__YOUR TASK__
Nothing in the data may be altered; restate all of it exactly.

Stored data entries:
PR #55, opened 2022-04-20
Support for interactivity without re-render

daevid66:
Added a pointerInvalidated to context
Moved animationFrameCast outside renderloop
Added onScroll event that invalidates pointer position
Added console logs in render loop (to show that it is working)
Removed auto rotation from getting started scene (to see functionality)

### DIFF
--- a/src/lib/Canvas.svelte
+++ b/src/lib/Canvas.svelte
@@ -13,8 +13,7 @@
     onContextMenu,
     onPointerDown,
     onPointerMove,
-    onPointerUp,
-    onScroll
+    onPointerUp
   } from './lib/interactivity'
   import {
     createRendererAndComposer,
@@ -102,11 +101,11 @@
 <canvas
   use:parentSizeAction
   bind:this={canvas}
-  on:click={(e) => onClick(getCtx(), getRootCtx(), e)}
-  on:contextmenu={(e) => onContextMenu(getCtx(), getRootCtx(), e)}
-  on:pointerup={(e) => onPointerUp(getCtx(), getRootCtx(), e)}
-  on:pointerdown={(e) => onPointerDown(getCtx(), getRootCtx(), e)}
-  on:pointermove={(e) => onPointerMove(getCtx(), getRootCtx(), e)}
+  on:click={(e) => onClick(getCtx(), getRootCtx(), renderCtx, e)}
+  on:contextmenu={(e) => onContextMenu(getCtx(), getRootCtx(), renderCtx, e)}
+  on:pointerup={(e) => onPointerUp(getCtx(), getRootCtx(), renderCtx, e)}
+  on:pointerdown={(e) => onPointerDown(getCtx(), getRootCtx(), renderCtx, e)}
+  on:pointermove={(e) => onPointerMove(getCtx(), getRootCtx(), renderCtx, e)}
   on:pointerenter={() => getCtx().pointerOverCanvas.set(true)}
   on:pointerleave={() => getCtx().pointerOverCanvas.set(false)}
 >
@@ -114,7 +113,6 @@
     <slot />
   {/if}
 </canvas>
-<svelte:window on:scroll={(e) => onScroll(getCtx(), getRootCtx(), e)} />
 
 <style>
   canvas {
--- a/src/lib/Canvas.svelte
+++ b/src/lib/Canvas.svelte
@@ -61,7 +61,7 @@
     frameloop
   )
 
-  const { renderCtx, getCtx, getRootCtx } = contexts
+  const { getCtx, getRootCtx, getRenderCtx, renderCtx } = contexts
 
   // context bindings
   export const { ctx, rootCtx } = contexts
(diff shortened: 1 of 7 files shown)


daevid66:
Not sure on what context you want the pointerInvalided, added it to the main context because it was available to the interaction event handlers.

We need to remove console logs before a possible merge and possibly switch back the getting started scene to auto-rotation.

grischaerbe:
Hey @daevid66, looks promising, thank you. I'll have a look at it tomorrow!

src/lib/lib/frameloop.ts
```diff
@@ -53,17 +51,21 @@ export const useFrameloop = (
   renderCtx: ThrelteRenderContext
 ): void => {
   useRaf(() => {
```
grischaerbe, line 53: I suggest this for better readability:
```ts
const shouldRender =
renderCtx.frameloop === 'always' ||
renderCtx.frameInvalidated ||
renderCtx.frameHandlers.size > 0

const shouldRaycast = shouldRender || ctx.pointerInvalidated
```
and commence accordingly

src/lib/types/types.ts
```diff
@@ -60,6 +60,7 @@ export type ThrelteContext = {
   size: Readable<Size>
   pointer: Writable<Vector2>
   pointerOverCanvas: Writable<boolean>
+  pointerInvalidated: boolean
```
grischaerbe, line 63: I think this property should go either in the `ThrelteRenderContext` or a new, separate `ThrelteInteractivityContext` where we would extract these properties from the `ThrelteRootContext`:
```ts
addRaycastableObject: (obj: Object3D) => void
removeRaycastableObject: (obj: Object3D) => void
addInteractiveObject: (obj: Object3D) => void
removeInteractiveObject: (obj: Object3D) => void
interactiveObjects: Set<Object3D>
raycastableObjects: Set<Object3D>
raycaster: Raycaster
lastIntersection: Intersection<Object3D<Event>> | null
```
but that's probably something for later.

src/lib/lib/interactivity.ts
```diff
@@ -91,6 +92,12 @@ export const onPointerUp = onEvent
 export const onPointerDown = onEvent
 export const onPointerMove = onEvent
 
+export const onScroll = (ctx: ThrelteContext,
+  rootCtx: ThrelteRootContext,
+  e: Event) => {
```
grischaerbe, line 97: Only one context needs to be passed

src/lib/lib/frameloop.ts
```diff
@@ -53,17 +51,21 @@ export const useFrameloop = (
...
       !renderCtx.frameInvalidated &&
-      rootCtx.interactiveObjects.size === 0 &&
       renderCtx.frameHandlers.size === 0
     ) {
       return
     }
     const camera = get(ctx.camera)
     if (!camera || !ctx.composer || !ctx.renderer) return
-    animationFrameRaycast(ctx, rootCtx)
+    console.log("render")
```
grischaerbe, line 68: I always use this tiny handy function to log to an expression that you can realtime track in Chrome DevTools without your console exploding:
```ts
import { browser } from '$app/env'

export const logToExpression = (name: string, value: any) => {
	if (!browser) return
	;(window as any)[name] = value
}
```

Bildschirmfoto 2022-04-21 um 10 18 50

src/lib/Canvas.svelte
```diff
@@ -114,6 +114,7 @@
     <slot />
   {/if}
 </canvas>
+<svelte:window on:scroll={(e) => onScroll(getCtx(), getRootCtx(), e)} />
```
grischaerbe, line 118: clever! Although I was not able to move the cursor onto an interactive object by scrolling and affecting it by that. Only when I moved the mouse a bit.

grischaerbe: I then realized that this behaviour is the same as it was before, so that's fine.

grischaerbe (changes requested):
Thanks a lot for your PR! I think it solves the problem quite elegantly. I was not able to "upset" the system in a way that the behaviour differs from before.
I would consider this a somewhat breaking change since the frameloop is not continuously running and imperatively changing things around might not work anymore, although that being an edge-case.

Before merging can you maybe set up a test scene where everything is being accounted for so that also future changes to the interactivity system can easily be tested? Manual testing of course, don't bother to implement *actual* tests.

src/lib/Canvas.svelte
daevid66: Hmm I guess the scroll event doesn't contain a new pointerposition we cant do a call to setPointerFromEvent(). Since it's not working, I will remove all scroll related stuff.

src/lib/lib/interactivity.ts
daevid66: Removed scroll functionality

src/lib/types/types.ts
daevid66: Moved it to renderCtx for now. Not sure what you mean with extract from root context.

daevid66:
Thanks for your feedback on the PR. I think I have now made all the required changes. I also removed the console logs so It is a bit hard to see that it is working as expected but I tested before removing the logs.

As for test scene, I used the gettingStarted scene, where I removed the auto-rotation. I think this is a good test case but it's hard to test without some kind of debug mode. i see that you have a debugFrame in frameloop, but I am not sure how this is used.

grischaerbe:
Thanks for making the changes. However before merging I'd like to clean it up a bit and implement a special test page as this is kind of a vital part of the whole thing and making sure it's set up correctly for every commit to come is important to me. Also `npm run check` still shows an error. I'm playing around with Playwright tests however I'm not sure if Playwright is capable of handling mousedown/mouseup/mousemove events in that fashion.
In any case, is it okay for you to grant permission to ["Allow edits from maintainers"](https://docs.github.com/en/pull-requests/collaborating-with-pull-requests/working-with-forks/allowing-changes-to-a-pull-request-branch-created-from-a-fork) on this pull request so I can rebase and clean it up a bit?

daevid66:
Sure feel free to implement however it fits best into the project (it's your project). It looks to me like the "Allow edits by maintainers" is already checked. Let me now if you cannot commit to it.

I fixed the ts check error, by the way.

grischaerbe:
I added a simple interaction test on `/tests/interaction` to check if events go through. Looks good to me!

grischaerbe:
I guess we can merge this now, thanks @daevid66 for your effort, I really like it!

__COMPLETED TASK__
PR #55, opened 2022-04-20
Support for interactivity without re-render

daevid66:
Added a pointerInvalidated to context
Moved animationFrameCast outside renderloop
Added onScroll event that invalidates pointer position
Added console logs in render loop (to show that it is working)
Removed auto rotation from getting started scene (to see functionality)

### DIFF
--- a/src/lib/Canvas.svelte
+++ b/src/lib/Canvas.svelte
@@ -13,8 +13,7 @@
     onContextMenu,
     onPointerDown,
     onPointerMove,
-    onPointerUp,
-    onScroll
+    onPointerUp
   } from './lib/interactivity'
   import {
     createRendererAndComposer,
@@ -102,11 +101,11 @@
 <canvas
   use:parentSizeAction
   bind:this={canvas}
-  on:click={(e) => onClick(getCtx(), getRootCtx(), e)}
-  on:contextmenu={(e) => onContextMenu(getCtx(), getRootCtx(), e)}
-  on:pointerup={(e) => onPointerUp(getCtx(), getRootCtx(), e)}
-  on:pointerdown={(e) => onPointerDown(getCtx(), getRootCtx(), e)}
-  on:pointermove={(e) => onPointerMove(getCtx(), getRootCtx(), e)}
+  on:click={(e) => onClick(getCtx(), getRootCtx(), renderCtx, e)}
+  on:contextmenu={(e) => onContextMenu(getCtx(), getRootCtx(), renderCtx, e)}
+  on:pointerup={(e) => onPointerUp(getCtx(), getRootCtx(), renderCtx, e)}
+  on:pointerdown={(e) => onPointerDown(getCtx(), getRootCtx(), renderCtx, e)}
+  on:pointermove={(e) => onPointerMove(getCtx(), getRootCtx(), renderCtx, e)}
   on:pointerenter={() => getCtx().pointerOverCanvas.set(true)}
   on:pointerleave={() => getCtx().pointerOverCanvas.set(false)}
 >
@@ -114,7 +113,6 @@
     <slot />
   {/if}
 </canvas>
-<svelte:window on:scroll={(e) => onScroll(getCtx(), getRootCtx(), e)} />
 
 <style>
   canvas {
--- a/src/lib/Canvas.svelte
+++ b/src/lib/Canvas.svelte
@@ -61,7 +61,7 @@
     frameloop
   )
 
-  const { renderCtx, getCtx, getRootCtx } = contexts
+  const { getCtx, getRootCtx, getRenderCtx, renderCtx } = contexts
 
   // context bindings
   export const { ctx, rootCtx } = contexts
(diff shortened: 1 of 7 files shown)


daevid66:
Not sure on what context you want the pointerInvalided, added it to the main context because it was available to the interaction event handlers.

We need to remove console logs before a possible merge and possibly switch back the getting started scene to auto-rotation.

grischaerbe:
Hey @daevid66, looks promising, thank you. I'll have a look at it tomorrow!

src/lib/lib/frameloop.ts
```diff
@@ -53,17 +51,21 @@ export const useFrameloop = (
   renderCtx: ThrelteRenderContext
 ): void => {
   useRaf(() => {
```
grischaerbe, line 53: I suggest this for better readability:
```ts
const shouldRender =
renderCtx.frameloop === 'always' ||
renderCtx.frameInvalidated ||
renderCtx.frameHandlers.size > 0

const shouldRaycast = shouldRender || ctx.pointerInvalidated
```
and commence accordingly

src/lib/types/types.ts
```diff
@@ -60,6 +60,7 @@ export type ThrelteContext = {
   size: Readable<Size>
   pointer: Writable<Vector2>
   pointerOverCanvas: Writable<boolean>
+  pointerInvalidated: boolean
```
grischaerbe, line 63: I think this property should go either in the `ThrelteRenderContext` or a new, separate `ThrelteInteractivityContext` where we would extract these properties from the `ThrelteRootContext`:
```ts
addRaycastableObject: (obj: Object3D) => void
removeRaycastableObject: (obj: Object3D) => void
addInteractiveObject: (obj: Object3D) => void
removeInteractiveObject: (obj: Object3D) => void
interactiveObjects: Set<Object3D>
raycastableObjects: Set<Object3D>
raycaster: Raycaster
lastIntersection: Intersection<Object3D<Event>> | null
```
but that's probably something for later.

src/lib/lib/interactivity.ts
```diff
@@ -91,6 +92,12 @@ export const onPointerUp = onEvent
 export const onPointerDown = onEvent
 export const onPointerMove = onEvent
 
+export const onScroll = (ctx: ThrelteContext,
+  rootCtx: ThrelteRootContext,
+  e: Event) => {
```
grischaerbe, line 97: Only one context needs to be passed

src/lib/lib/frameloop.ts
```diff
@@ -53,17 +51,21 @@ export const useFrameloop = (
...
       !renderCtx.frameInvalidated &&
-      rootCtx.interactiveObjects.size === 0 &&
       renderCtx.frameHandlers.size === 0
     ) {
       return
     }
     const camera = get(ctx.camera)
     if (!camera || !ctx.composer || !ctx.renderer) return
-    animationFrameRaycast(ctx, rootCtx)
+    console.log("render")
```
grischaerbe, line 68: I always use this tiny handy function to log to an expression that you can realtime track in Chrome DevTools without your console exploding:
```ts
import { browser } from '$app/env'

export const logToExpression = (name: string, value: any) => {
	if (!browser) return
	;(window as any)[name] = value
}
```

Bildschirmfoto 2022-04-21 um 10 18 50

src/lib/Canvas.svelte
```diff
@@ -114,6 +114,7 @@
     <slot />
   {/if}
 </canvas>
+<svelte:window on:scroll={(e) => onScroll(getCtx(), getRootCtx(), e)} />
```
grischaerbe, line 118: clever! Although I was not able to move the cursor onto an interactive object by scrolling and affecting it by that. Only when I moved the mouse a bit.

grischaerbe: I then realized that this behaviour is the same as it was before, so that's fine.

grischaerbe (changes requested):
Thanks a lot for your PR! I think it solves the problem quite elegantly. I was not able to "upset" the system in a way that the behaviour differs from before.
I would consider this a somewhat breaking change since the frameloop is not continuously running and imperatively changing things around might not work anymore, although that being an edge-case.

Before merging can you maybe set up a test scene where everything is being accounted for so that also future changes to the interactivity system can easily be tested? Manual testing of course, don't bother to implement *actual* tests.

src/lib/Canvas.svelte
daevid66: Hmm I guess the scroll event doesn't contain a new pointerposition we cant do a call to setPointerFromEvent(). Since it's not working, I will remove all scroll related stuff.

src/lib/lib/interactivity.ts
daevid66: Removed scroll functionality

src/lib/types/types.ts
daevid66: Moved it to renderCtx for now. Not sure what you mean with extract from root context.

daevid66:
Thanks for your feedback on the PR. I think I have now made all the required changes. I also removed the console logs so It is a bit hard to see that it is working as expected but I tested before removing the logs.

As for test scene, I used the gettingStarted scene, where I removed the auto-rotation. I think this is a good test case but it's hard to test without some kind of debug mode. i see that you have a debugFrame in frameloop, but I am not sure how this is used.

grischaerbe:
Thanks for making the changes. However before merging I'd like to clean it up a bit and implement a special test page as this is kind of a vital part of the whole thing and making sure it's set up correctly for every commit to come is important to me. Also `npm run check` still shows an error. I'm playing around with Playwright tests however I'm not sure if Playwright is capable of handling mousedown/mouseup/mousemove events in that fashion.
In any case, is it okay for you to grant permission to ["Allow edits from maintainers"](https://docs.github.com/en/pull-requests/collaborating-with-pull-requests/working-with-forks/allowing-changes-to-a-pull-request-branch-created-from-a-fork) on this pull request so I can rebase and clean it up a bit?

daevid66:
Sure feel free to implement however it fits best into the project (it's your project). It looks to me like the "Allow edits by maintainers" is already checked. Let me now if you cannot commit to it.

I fixed the ts check error, by the way.

grischaerbe:
I added a simple interaction test on `/tests/interaction` to check if events go through. Looks good to me!

grischaerbe:
I guess we can merge this now, thanks @daevid66 for your effort, I really like it!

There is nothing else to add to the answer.